§ **TASK GOAL**
From the material below, copy every line in which the word "imports" occurs.

§ **RECORDS SUPPLIED**
####
PR #294, opened 2026-08-26
fix(python): add psycopg-pool to postgres optional dependencies

desireddymohithreddy0925:
### Description
Fixes the issue where `psycopg-pool` was missing from the `[postgres]` optional dependencies in `pyproject.toml`. This ensures the driver has the connection pooling necessary to support concurrent agent steps in durable execution systems like DBOS.

### DIFF
--- a/.github/workflows/security-scan.yml
+++ b/.github/workflows/security-scan.yml
@@ -98,7 +98,7 @@ jobs:
       - name: Install runtime dependencies
         run: pip install --upgrade pip pip-licenses ".[postgres,s3]"
 
-      # CNCF allowlist: permissive licenses only. psycopg/psycopg-binary are
+      # CNCF allowlist: permissive licenses only. psycopg/psycopg-binary/psycopg-pool are
       # LGPL-3.0-only -- an optional extra, imported as an unmodified library
       # (never statically linked), which is the standard basis on which
       # CNCF/ASF-style policy treats LGPL as acceptable. Documented exception,
@@ -108,7 +108,7 @@ jobs:
         run: |
           pip-licenses \
             --allow-only="Apache Software License;Apache-2.0;MIT License;MIT;MIT AND PSF-2.0;BSD License;BSD-3-Clause;BSD-2-Clause;ISC License (ISCL);ISC;Python Software Foundation License;PSF-2.0;Apache Software License; BSD License" \
-            --ignore-packages psycopg psycopg-binary
+            --ignore-packages psycopg psycopg-binary psycopg-pool
 
   license-scan-go:
     name: Dependency license scan (Go)
--- a/docs/THIRD_PARTY_LICENSES.md
+++ b/docs/THIRD_PARTY_LICENSES.md
@@ -24,10 +24,10 @@ Clean-venv install of `pip install .[postgres,s3]` (the real runtime deps:
 
 | Package | License |
 |---|---|
-| `psycopg`, `psycopg-binary` | **LGPL-3.0-only** — documented exception, see below |
+| `psycopg`, `psycopg-binary`, `psycopg-pool` | **LGPL-3.0-only** — documented exception, see below |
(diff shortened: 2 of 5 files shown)


pyproject.toml
```diff
@@ -32,7 +32,7 @@ dependencies = [
 
 [project.optional-dependencies]
 dev = ["pytest", "pytest-cov", "ruff", "mypy", "pip-audit", "rfc8785"]
-postgres = ["psycopg[binary]>=3.1", "rfc8785"]
+postgres = ["psycopg[binary]>=3.1", "psycopg-pool", "rfc8785"]
```
Siddhartha-singh01: psycopg-pool added here with zero imports in the repo. Prove a caller or remove it.

docs/THIRD_PARTY_LICENSES.md
```diff
@@ -24,10 +24,10 @@ Clean-venv install of `pip install .[postgres,s3]` (the real runtime deps:
 
 | Package | License |
 |---|---|
-| `psycopg`, `psycopg-binary` | **LGPL-3.0-only** — documented exception, see below |
+| `psycopg`, `psycopg-binary`, `psycopg-pool` | **LGPL-3.0-only** — documented exception, see below |
```
Siddhartha-singh01, line 27: Documenting an LGPL exception for a package we do not import yet is premature. Fix the code first.

.github/workflows/security-scan.yml
```diff
@@ -108,7 +108,7 @@ jobs:
         run: |
           pip-licenses \
             --allow-only="Apache Software License;Apache-2.0;MIT License;MIT;MIT AND PSF-2.0;BSD License;BSD-3-Clause;BSD-2-Clause;ISC License (ISCL);ISC;Python Software Foundation License;PSF-2.0;Apache Software License; BSD License" \
-            --ignore-packages psycopg psycopg-binary
+            --ignore-packages psycopg psycopg-binary psycopg-pool
```
Siddhartha-singh01, line 111: Allowlisting ignore for an unused dep just teaches CI to look the other way. Only keep this if the pool is actually used.

Siddhartha-singh01 (changes requested):
I checked the whole tree for psycopg_pool / ConnectionPool usage. Nothing in drivers/postgres imports or constructs a pool. drivers/postgres/log.py takes a plain psycopg connection and uses a threading.RLock. Adding psycopg-pool to [postgres] installs a package we never call.

That is how you grow a dependency forest nobody owns. License docs and the pip-licenses ignore list got updated for a library that sits unused. The PR story about concurrent agent steps and DBOS is marketing. The code does not do pooling.

Either:

1. Wire ConnectionPool into PostgresNodeLog (or a factory) with tests that prove concurrent use works, version pin psycopg-pool, keep the license notes, or
2. Drop this PR until there is a real caller.

Do not merge unused optional deps just to look prepared. CI Integration (Postgres) passing means the existing driver still works without a pool, which undercuts the claim that this is required.

docs/THIRD_PARTY_LICENSES.md
desireddymohithreddy0925: Fair point, I've updated the PR to actually implement pooling. I refactored PostgresNodeLog to accept either a raw connection or a ConnectionPool, implemented an internal connection leasing context manager to drop the global thread lock when using a pool, and updated open_postgres_node_log to accept a pool_size argument. I also added a test_live_pool_concurrency integration test that spins up 10 threads concurrently executing claim_tool_call and append to prove thread safety under concurrency.

pyproject.toml
desireddymohithreddy0925: Fair point, I've updated the PR to actually implement pooling. I refactored PostgresNodeLog to accept either a raw connection or a ConnectionPool, implemented an internal connection leasing context manager to drop the global thread lock when using a pool, and updated open_postgres_node_log to accept a pool_size argument. I also added a test_live_pool_concurrency integration test that spins up 10 threads concurrently executing claim_tool_call and append to prove thread safety under concurrency.

.github/workflows/security-scan.yml
desireddymohithreddy0925: Fair point, I've updated the PR to actually implement pooling. I refactored PostgresNodeLog to accept either a raw connection or a ConnectionPool, implemented an internal connection leasing context manager to drop the global thread lock when using a pool, and updated open_postgres_node_log to accept a pool_size argument. I also added a test_live_pool_concurrency integration test that spins up 10 threads concurrently executing claim_tool_call and append to prove thread safety under concurrency.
####
§ **REPLY**
Siddhartha-singh01: psycopg-pool added here with zero imports in the repo. Prove a caller or remove it.
I checked the whole tree for psycopg_pool / ConnectionPool usage. Nothing in drivers/postgres imports or constructs a pool. drivers/postgres/log.py takes a plain psycopg connection and uses a threading.RLock. Adding psycopg-pool to [postgres] installs a package we never call.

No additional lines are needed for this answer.